I like your pictures...and Einstein and Robeson and old man river. These are very good metaphors, but filling space with aether is really not the way out of the GR conundrum.
Although my aethertime theory also supposes a fundamental aether particle, it is necessary to set aside the notions of space and time as absolute. Instead, space and time simply emerge from the action of aether and so both matter and action have a phase as well as amplitude.
In a sense, cellular automata is the same as aether just as you argue. However, it is necessary for the CA to have phase as well as amplitude and so as long as you use qubits and not just bits, quantum CA will represent reality. Of course, a quantum CA will allow superposition and entanglement and so that approach will not be determinate.

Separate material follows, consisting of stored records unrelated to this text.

PR #314, opened 2019-07-03
Changed regex to be case insensitive and accept period instead of col…

praneethpr:
…on in Udi

### DIFF
--- a/src/Pelagos/Util/DatasetIndex.php
+++ b/src/Pelagos/Util/DatasetIndex.php
@@ -82,7 +82,7 @@ class DatasetIndex
                 $text = trim(preg_replace($udiRegEx, '', $text));
                 foreach ($matches[1] as $udi) {
                     // Replacing the 11th position to ":"
-                    $udi = substr_replace($udi, ':',11, 1);
+                    $udi = substr_replace($udi, ':', 11, 1);
                     $textQuery->addShould(
                         new Query\MatchPhrase('udi', $udi)
                     );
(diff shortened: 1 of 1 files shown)


src/Pelagos/Util/DatasetIndex.php
```diff
@@ -77,10 +77,12 @@ protected function buildQuery(array $termsFilters = array(), $text = null, $geoF
 
         if (!empty($text)) {
             $textQuery = new Query\BoolQuery();
-            $udiRegEx = '/\b([A-Z\d]{2}\.x\d\d\d\.\d\d\d:\d\d\d\d)\b/';
+            $udiRegEx = '/\b([a-zA-Z\d]{2}\.x\d\d\d\.\d\d\d[:.]\d\d\d\d)\b/';
```
mickel1138: the 'x' is not  case sensitive. Recommend using /i in regex to make it case insensitive.

praneethpr: Made that change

Most CA models introduce noise as the chaos of large numbers of classical particles and actions. This chaos works well for gravity since gravity is biphotonic and therefore does not show superposition or interference under normal conditions. However, CA chaos does not represent quantum superposition or entanglement and CA needs qubits to show how matter bonds to other matter with phase coherence.
Instead of showing how a CA array transmits angular momentum, start with action as an axiom and from the action of a finite CA set, space and time emerge. In essence, is is from action that the order of space and time emerge and space and time do not exist as a place for action to occur.
Gravity bonds do not show phase coherence but charge bonds do. The CA with qubits is then just a different version of our quantum reality. As soon as the model fills space and time with qubits, the model inherits the same pathologies as the current spacetime paradigm.
If you model allows space and time to emerge from qubit action, it should end up the same as aethertime.